### Required work
The records below hold a stretch from the line with "event if it was 'soon enough'." through the line with "private List<DependencyObject> hitResultsList"; return exactly those lines, ends included, and nothing more.

########################################

PR #11483, opened 2021-02-09
Catch exceptions from IExtensionStorageAccess

SHKnudsen:
### Purpose

While implementing the new `IExtensionStorageAccess` in GD i noticed a nasty little bug when calling `OnWorkspaceSaving`. Because i wasn't catching any exceptions thrown from the `IExtensionStorageAccess` implementer, any errors on the extension side would break the Dynamo save process, and make it impossible to save the current graph.

I wrapped `OnWorkspaceSaving` and `OnWorkspaceOpen` in a try/catch, so the Dynamo save and open process will continue even if the extension throws any exceptions.

For now im just logging the error to the debug console but would appreciate your inputs on if/how we should surface this to the user?

### Declarations

### Reviewers

@mjkkirschner 

### FYIs

@saintentropy

### DIFF
--- a/src/DynamoCore/Models/DynamoModel.cs
+++ b/src/DynamoCore/Models/DynamoModel.cs
@@ -977,7 +977,16 @@ namespace Dynamo.Models
         {
             workspace.TryGetMatchingWorkspaceData(extension.UniqueId, out Dictionary<string, string> data);
             var extensionDataCopy = new Dictionary<string, string>(data);
-            extension.OnWorkspaceOpen(extensionDataCopy);
+
+            try
+            {
+                extension.OnWorkspaceOpen(extensionDataCopy);
+            }
+            catch (Exception ex)
+            {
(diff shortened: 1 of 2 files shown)


src/DynamoCore/Models/DynamoModel.cs
```diff
@@ -977,7 +977,16 @@ internal static void RaiseIExtensionStorageAccessWorkspaceOpened(WorkspaceModel
...
             var extensionDataCopy = new Dictionary<string, string>(data);
-            extension.OnWorkspaceOpen(extensionDataCopy);
+
+            try
+            {
+                extension.OnWorkspaceOpen(extensionDataCopy);
+            }
+            catch (Exception ex)
+            {
+                Debug.WriteLine(ex.Message + " : " + ex.StackTrace);
```
mjkkirschner, line 987: please use the logger and log these exceptions to the console - I think this will get stripped out in release builds.

mjkkirschner (approved):
LGTM

PR #11487, opened 2021-02-10
Prevent node autocomplete from autohiding

mmisol:
### Purpose

This happened when the amount of suggestions for an input surpassed a
certain number of suggestions. The cause was the following condition.

It turns out that popups, like autocomplete, close when the left mouse
button up event happens. The problem is that autocomplete itself is
launched by pressing the left mouse button. This would normally mean
that the popup would hide as soon as the button was released, but this
was actually prevented through a time condition, which ignored the
event if it was 'soon enough'.

Unfortunately, in cases where there were a lot of suggestions, the left
mouse button up event can come after the expected timespan. This
resulted in the workaround failing to prevent the popup from hiding
immediately.

The newly implemented solution replaces the previous time-based
workaround with a more robust solution, which is to ignore the next
event after the call to show the popup is made.

### Declarations

### DIFF
--- a/src/DynamoCoreWpf/Views/Core/WorkspaceView.xaml.cs
+++ b/src/DynamoCoreWpf/Views/Core/WorkspaceView.xaml.cs
@@ -62,6 +62,7 @@ namespace Dynamo.Views
         private double currentNodeCascadeOffset;
         private Point inCanvasSearchPosition;
         private List<DependencyObject> hitResultsList = new List<DependencyObject>();
+        private bool isAutoCompleteLoading;
 
         public WorkspaceViewModel ViewModel
         {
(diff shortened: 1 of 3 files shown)


src/DynamoCoreWpf/Views/Core/WorkspaceView.xaml.cs
```diff
@@ -390,7 +394,6 @@ void OnWorkspaceViewDataContextChanged(object sender, DependencyPropertyChangedE
                 ViewModel.RequestAddViewToOuterCanvas += vm_RequestAddViewToOuterCanvas;
                 ViewModel.WorkspacePropertyEditRequested += VmOnWorkspacePropertyEditRequested;
                 ViewModel.RequestSelectionBoxUpdate += VmOnRequestSelectionBoxUpdate;
-                ViewModel.RequestNodeAutoCompleteSearch += ShowHideNodeAutoCompleteControl;
```
QilongTang, line 393: I remember this was added so that Node AutoComplete works for custom node workspace. Any reason of removing this? If intended, would you test using node autocomplete in a new custom node?

mmisol: I see. This was causing the `Show` function to be called two times in a row. I can add it back to avoid affecting custom nodes, but it does seem suspicious.

reddyashish (approved):
Looks good to me.

src/DynamoCoreWpf/Views/Core/WorkspaceView.xaml.cs
mmisol: Instead of removing this handler assignment I removed the other one. Tested in both standard and custom node workspace  and it's working. This also prevents the existing behaviour of the handler being called twice on standard workspaces.

QilongTang: Thank you @mmisol . Looks reasonable,

QilongTang (approved):

PR #11502, opened 2021-02-17
Defer loading of workspace referenced packages until workspace open

aparajit-pratap:
### Purpose

This is an attempt to load packages at the time of opening a workspace by looking at the workspace references and only loading the necessary packages that are downloaded.

### Declarations

I have not been able to get this to work after spending a few days as it seems it will require bigger changes to the engine. However, this PR should serve as a reference for future work.


src/DynamoPackages/PackageLoader.cs
```diff
@@ -91,7 +92,7 @@ public PackageLoader(IEnumerable<string> packagesDirectories)
             if (packagesDirectories == null)
                 throw new ArgumentNullException("packagesDirectories");
 
-            this.packagesDirectories.AddRange(packagesDirectories);
+            //this.packagesDirectories.AddRange(packagesDirectories);
```
aparajit-pratap, line 95: Don't load all packages, just the ones in the standard lib.

src/DynamoPackages/PackageLoader.cs
```diff
@@ -102,6 +103,36 @@ public PackageLoader(IEnumerable<string> packagesDirectories)
...
+                    var headerPath = Path.Combine(dir, "pkg.json");
+                    if (PathHelper.IsValidPath(headerPath))
+                    {
+                        var discoveredPkg = Package.FromJson(headerPath, AsLogger());
+                        if(discoveredPkg == null) continue;
+
+                        foreach (var info in packageDependencies)
+                        {
+                            // if workspace package dependency is present in downloaded packages, load it.
+                            if (info.Name == discoveredPkg.Name && info.Version.ToString() == discoveredPkg.VersionName)
```
aparajit-pratap, line 124: Collect all downloaded packages that match with the ones referenced in the workspace.

src/DynamoPackages/PackageLoader.cs
```diff
@@ -102,6 +103,36 @@ public PackageLoader(IEnumerable<string> packagesDirectories)
...
+                            {
+                                pkgs.Add(discoveredPkg);
+                                break;
+                            }
+                        }
+                    }
+                }
+            }
+            LoadPackages(pkgs);
```
aparajit-pratap, line 133: I barely got this to defer-load packages but the workspace doesn't open for some reason :(

src/Engine/ProtoCore/Core.cs
```diff
@@ -828,7 +828,7 @@ public void ResetSSASubscript(Guid guid, int subscript)
 
         public void Cleanup()
         {
-            CLRModuleType.ClearTypes();
+            //CLRModuleType.ClearTypes();
```
aparajit-pratap, line 831: When a new workspace is opened, this static list of types was cleared which caused class redefinition errors downstream as some of the same types were being loaded again due to this list being empty.

src/DynamoCore/Models/DynamoModel.cs
```diff
@@ -1693,6 +1693,8 @@ private bool OpenJsonFileFromPath(string fileContents, string filePath, bool for
                             OnComputeModelDeserialized();
 
                             SetPeriodicEvaluation(ws);
+
+                            CurrentWorkspace = ws;
```
aparajit-pratap, line 1697: Update the current workspace here, after the VM is re-initialized and all libs/packages are reloaded. This will trigger the property changed event for `CurrentWorkspace` at the right time for the `DynamoPackages` extension to react to it and load packages for that new workspace.

src/DynamoCore/Models/DynamoModel.cs
```diff
@@ -1771,7 +1773,7 @@ private void OpenWorkspace(WorkspaceModel ws)
             }
 
             AddWorkspace(ws);
-            CurrentWorkspace = ws;
+            //CurrentWorkspace = ws;
```
aparajit-pratap, line 1776: Hope this doesn't cause any side-effects. As noted above I have moved this so that it happens a little later in the workspace opening sequence.

src/DynamoPackages/PackageManagerExtension.cs
```diff
@@ -224,6 +224,12 @@ private void OnCurrentWorkspaceChanged(IWorkspaceModel ws)
                 (ws as WorkspaceModel).CollectingCustomNodePackageDependencies += GetCustomNodePackageFromID;
                 (ws as WorkspaceModel).CollectingNodePackageDependencies += GetNodePackageFromAssemblyName;
                 currentWorkspace = ws;
+
+                if (PackageLoader != null && ws is HomeWorkspaceModel model)
+                {
+                    PackageLoader.OnWorkspaceRead(model.NodeLibraryDependencies,
+                        ReadyParams.StartupParams.PathManager.PackagesDirectories);
```
aparajit-pratap, line 231: Called once a new workspace is opened.

PR #11508, opened 2021-02-18
Update to new version of python net

sm6srw:
### Purpose

This PR will bump `pythonnet` to version `2.5.1.7`. This is related to DYN-3476.

### Declarations


pinzart90 (approved):

mjkkirschner:
@sm6srw what about the references to Python.Included:
https://github.com/DynamoDS/Dynamo/blob/fddfe07b13483a704a145283a9b8aac93b8d75ee/src/Libraries/DSCPython/DSCPython.csproj#L43

also I may have lead you astray - do we also need to update the python.Runtime.dll? Where is that coming from?

mjkkirschner (changes requested):
see above comment about other references in the DSCPython project.

sm6srw:
> see above comment about other references in the DSCPython project.

It works without changing them (they are both out of sync as it is already) but I will go ahead and update them.

mjkkirschner (approved):

PR #11510, opened 2021-02-21
update libg with find and replace

mjkkirschner:
### Purpose

update libG to latest:
change log:
* reduced memory leaks in solid loft workflow
* reduced memory leaks in polycurve workflows
* reduced memory leaks when throwing exceptions
* swig 4.0
* bug fixes in point projection and point prune duplicates
* faster pt/pt distance calculations
* updated docs for `projectInputOnto` nodes
* NurbsSurfaces operations should return exact surface types in more cases

### Declarations

### DIFF
--- a/src/DynamoCore/DynamoCore.csproj
+++ b/src/DynamoCore/DynamoCore.csproj
@@ -83,8 +83,8 @@ limitations under the License.
       <HintPath>..\packages\Newtonsoft.Json.8.0.3\lib\net45\Newtonsoft.Json.dll</HintPath>
       <Private>True</Private>
     </Reference>
-    <Reference Include="ProtoGeometry, Version=2.9.0.3837, Culture=neutral, processorArchitecture=AMD64">
-      <HintPath>..\packages\DynamoVisualProgramming.LibG_225_0_0.2.9.0.3837\lib\net48\ProtoGeometry.dll</HintPath>
+    <Reference Include="ProtoGeometry, Version=2.11.0.4156, Culture=neutral, processorArchitecture=AMD64">
+      <HintPath>..\packages\DynamoVisualProgramming.LibG_225_0_0.2.11.0.4156\lib\net48\ProtoGeometry.dll</HintPath>
     </Reference>
     <Reference Include="RestSharp, Version=105.2.3.0, Culture=neutral, processorArchitecture=MSIL">
       <HintPath>..\packages\RestSharp.105.2.3\lib\net46\RestSharp.dll</HintPath>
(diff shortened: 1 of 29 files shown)


src/DynamoCore/DynamoCore.csproj
```diff
@@ -83,8 +83,8 @@ limitations under the License.
       <HintPath>..\packages\Newtonsoft.Json.8.0.3\lib\net45\Newtonsoft.Json.dll</HintPath>
       <Private>True</Private>
     </Reference>
-    <Reference Include="ProtoGeometry, Version=2.9.0.3837, Culture=neutral, processorArchitecture=AMD64">
-      <HintPath>..\packages\DynamoVisualProgramming.LibG_225_0_0.2.9.0.3837\lib\net48\ProtoGeometry.dll</HintPath>
+    <Reference Include="ProtoGeometry, Version=2.11.0.4156, Culture=neutral, processorArchitecture=AMD64">
+      <HintPath>..\packages\DynamoVisualProgramming.LibG_225_0_0.2.11.0.4156\lib\net48\ProtoGeometry.dll</HintPath>
```
aparajit-pratap, line 87: Not that it matters much but we try to match this version with that for ASM227 (or whichever is the current latest).

mjkkirschner: Sorry @aparajit-pratap I'm not sure I get it - LibG227 nuget had a different version number, and was pointing to a newer commit, I wanted all nugets to contain the same code... 

atleast I think thats what I did :) - grabbed everything on nuget from yesterday - 227 had an extra commit I believe.

aparajit-pratap: What I'm saying is that we should reference the protogeometry version that's coming from ASM227 here like we're doing in all other projects.

mjkkirschner: ahh, okay, will make the change.

mjkkirschner:
@aparajit-pratap - I'm rerunning the tests, not sure why these 2 tests failed...

mjkkirschner:
@mjkkirschner these tests fail locally, as well, very strange, not sure how modifying libG could effect them - will investigate.

aparajit-pratap:
I guess we shouldn't wait that long before pulling libg nugets into Dynamo. Especially in this case, where we have some big changes in libg, it could be hard to track down which libg change is actually causing the regression.

aparajit-pratap (approved):

mjkkirschner:
this passed here:
https://master-5.jenkins.autodesk.com/job/Dynamo/job/DynamoSelfServe/job/pullRequestValidation/2095/

I'll merge after the final test job completes.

########################################

### Result
event if it was 'soon enough'.

Unfortunately, in cases where there were a lot of suggestions, the left
mouse button up event can come after the expected timespan. This
resulted in the workaround failing to prevent the popup from hiding
immediately.

The newly implemented solution replaces the previous time-based
workaround with a more robust solution, which is to ignore the next
event after the call to show the popup is made.

### Declarations

### DIFF
--- a/src/DynamoCoreWpf/Views/Core/WorkspaceView.xaml.cs
+++ b/src/DynamoCoreWpf/Views/Core/WorkspaceView.xaml.cs
@@ -62,6 +62,7 @@ namespace Dynamo.Views
         private double currentNodeCascadeOffset;
         private Point inCanvasSearchPosition;
         private List<DependencyObject> hitResultsList = new List<DependencyObject>();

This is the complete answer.